Mitgliederversammlung 2018

Mitgliederversammlung 2018

Prof. Dr. Ulrich Lehner als Referent beim IVL; Gerhard Witte erneut zum Vorsitzenden gewählt


Fast traditionell fand die Mitgliederversammlung im Festsaal der Dückeburg statt, und einmal mehr hatte Petra Witte mit Geschick und Geschmack eine vorweihnachtliche Atmosphäre entstehen lassen.

Die angekündigte Senkung der Gewerbesteuer (von 360 auf 299 Prozentpunkte bis 2021) und eine erfreulich niedrige Arbeitslosenquote waren die Sahnehäubchen auf dem Jahresbericht von Gerhard Witte, dem Vorsitzenden des Industrievereins Langenfeld. Bei der Versammlung am Nikolaustag vor rund 90 Gästen ließ Witte das Jahr Revue passieren, er erinnerte an Infoveranstaltungen, Stammtische mit Betriebsbesuchen und eine Reise in die Start-Up-Szene Berlins. Die notwendigen Formalien waren ebenso schnell abgehandelt wie die fälligen Vorstandsneuwahlen. Gerhard Witte bleibt im inzwischen 13. Jahr Vorsitzender,  sein Stellvertreter als Vize-Vorsitzender ist jetzt Thomas Schmies (ara). Auch Schriftführer Clemens Schmees, Schatzmeister Peter Backes und die Beisitzer Dirk Abel, Michael Becher, Franz Crtalic, Klaus März und Johannes Sühs wurden einstimmig (wieder)gewählt. Gerhard Witte dankte den Vorstandsmitgliedern für die auch menschlich angenehme Zusammenarbeit und appellierte an die jüngeren Vereinsmitglieder, sich für den und im IVL zu engagieren.

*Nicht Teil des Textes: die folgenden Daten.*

PR #10833, opened 2021-04-06
use locator abstraction in tests folder

brad-decker:
Implements the abstraction for the 'by' method from selenium implemented in #10802

### DIFF
--- a/test/e2e/metamask-ui.spec.js
+++ b/test/e2e/metamask-ui.spec.js
@@ -1,7 +1,6 @@
 const assert = require('assert');
-const webdriver = require('selenium-webdriver');
+const { Key, until } = require('selenium-webdriver');
 
-const { By, Key, until } = webdriver;
 const enLocaleMessages = require('../../app/_locales/en/messages.json');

Als Gast sprach Prof. Dr. Ulrich Lehner über „Möglichkeiten und Grenzen der Aufsichtsräte“. Der 72-jährige Top-Manager, Ex Henkel-Chef, Ehrenpräsident der IHK Düsseldorf, Aufsichtsratsvorsitzender der Deutschen Telekom (bis vor wenigen Wochen auch bei Thyssen-Krupp) plädierte zunächst für die Marktwirtschaft als den Garanten einer funktionierenden Daseinsfürsorge. „Marktwirtschaft beruht auf Wettbewerb, es gibt Gewinner und Verlierer, und in einer sozialen Marktwirtschaft muss die Gesellschaft die Verlierer auffangen“.  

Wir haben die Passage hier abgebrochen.